Your goal :: Repeat the listing below in full.

Available data ::
PR #235, opened 2022-10-07
Adding search by name to photographers page

Menamonmon:
Created a new Django API endpoint to search the photographers by their name. Added a search bar on the front end that utilizes the endpoint and stores the photographers that match the search query as a state instead of capturing it from the props passed from the Django views. Currently, if no search query is given, the page only displays the first 50 photographers, otherwise, it displays all of the photographers who match the given query.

Exercise result ::
PR #235, opened 2022-10-07
Adding search by name to photographers page

Menamonmon:
Created a new Django API endpoint to search the photographers by their name. Added a search bar on the front end that utilizes the endpoint and stores the photographers that match the search query as a state instead of capturing it from the props passed from the Django views. Currently, if no search query is given, the page only displays the first 50 photographers, otherwise, it displays all of the photographers who match the given query.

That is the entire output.